How to add a SimpleRNN layer within Convolutional layers in tensorflow without changing ndim?


I'm trying to add a RNN layer within a Convolutional layer. Unfortunately due to difference of ndim it's failing to create a model.

Model:

model = keras.Sequential(
[
    # layers.Rescaling(1.0/255),
    keras.Input(shape=(256, 256, 3)),
    layers.Conv2D(32, (3,3), padding="valid", activation='swish'),
    layers.MaxPooling2D(pool_size=(2,2)),
    layers.Conv2D(64, 3, activation="swish"),
    layers.MaxPooling2D(),
    layers.Conv2D(32, 3, activation="swish"),
    layers.Flatten(),
    layers.Dense(64, activation='sigmoid'),
    layers.Dense(10),
    layers.Dense(2),
    ]
)

It'll be really helpful, if someone can help to figure this out :)

EDIT

Code that gave the error

model = keras.Sequential(
[
    # layers.Rescaling(1.0/255),
    keras.Input(shape=(256, 256, 3)),
    layers.Conv2D(32, (3,3), padding="valid", activation='swish'),
    layers.SimpleRNN(512, activation='relu')
    layers.MaxPooling2D(pool_size=(2,2)),
    layers.Conv2D(64, 3, activation="swish"),
    layers.MaxPooling2D(),
    layers.Conv2D(32, 3, activation="swish"),
    layers.Flatten(),
    layers.Dense(64, activation='sigmoid'),
    layers.Dense(10),
    layers.Dense(2),
]
)

Error Message

Input 0 of layer "simple_rnn" is incompatible with the layer: expected ndim=3, found ndim=4. Full shape received: (None, 254, 254, 32)

Solution

  • If you add a layers.Reshape layer before and after the RNN layer, the shape issue is resolved.

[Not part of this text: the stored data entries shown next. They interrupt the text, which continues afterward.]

Issue #889, opened 2018-12-10
Wrong units in disk utilization tab


leistnerova:
1. 1024M -> 1G
When free space is almost 1G it shows 1024M instead
![screenshot from 2018-12-06 18-24-19](https://user-images.githubusercontent.com/29575480/49639528-894e6280-fa0b-11e8-994b-3a5722dc7629.png)

2. null
When the allocated space is so small, there is 'null' instead of 'TiB' in donut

    model = keras.Sequential(
        [
            keras.Input(shape=(256, 256, 3)),
            layers.Conv2D(32, (3,3), padding="valid", activation='swish'),
            layers.Reshape((-1, 32)),  # flatten only the two spatial dimensions
            layers.SimpleRNN(512),
            layers.Reshape((16, 16, 2)),  # whatever shape you like
            layers.MaxPooling2D(pool_size=(2,2)),
            layers.Conv2D(64, 3, activation="swish"),
            layers.MaxPooling2D(),
            layers.Conv2D(32, 3, activation="swish"),
            layers.Flatten(),
            layers.Dense(64, activation='sigmoid'),
            layers.Dense(10),
            layers.Dense(2),
        ]
    )
    

    I don't know if it makes sense to use 2d convolution after the RNN layer. I think it might destroy the spatial semantics of the input. Also the RNN layer will have a huge number of weights. That may speak for adding the RNN layer at the end. Reshaping will work there as well, but you will have to add a dimension, instead of flattening one.